MATERIAL PROVIDED START

PR #4773, opened 2021-04-04
add sort by date fetched in library

### LINKED ISSUE #4735: [Feature Request] <Allow users to sort library by fetch date>
## User Problem
Users that sort by "Latest Chapter" run into some issues when sources themselves are unreliable in how they list chapter dates. This leads to updating manga from certain sources appearing inconsistently in their library.

For example:

- Isekaiscan continually updates its manga as releasing [x seconds ago] for around 5 days after its actual release, meaning whenever manga is refreshed from this source its chapter date is continually modified to the current date, pushing them to the top of the library and keeping them there.
- Mangahub labels its manga a day later than it should, meaning any new updates do not rise to the top of the library and instead remain further down the chonological list than it should.
- Webtoon has a similar problem to mangahub, new updates are backdated by a day and do not rise to the top of the library.
- There have also been reports of manga sources labelling its date as "0", thereby always gathering at the bottom of the library, but i have not seen this first hand.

MATERIAL PROVIDED END

Would you copy each line of the data exactly as it appears above?

PR #4773, opened 2021-04-04
add sort by date fetched in library

### LINKED ISSUE #4735: [Feature Request] <Allow users to sort library by fetch date>
## User Problem
Users that sort by "Latest Chapter" run into some issues when sources themselves are unreliable in how they list chapter dates. This leads to updating manga from certain sources appearing inconsistently in their library.

For example:

- Isekaiscan continually updates its manga as releasing [x seconds ago] for around 5 days after its actual release, meaning whenever manga is refreshed from this source its chapter date is continually modified to the current date, pushing them to the top of the library and keeping them there.
- Mangahub labels its manga a day later than it should, meaning any new updates do not rise to the top of the library and instead remain further down the chonological list than it should.
- Webtoon has a similar problem to mangahub, new updates are backdated by a day and do not rise to the top of the library.
- There have also been reports of manga sources labelling its date as "0", thereby always gathering at the bottom of the library, but i have not seen this first hand.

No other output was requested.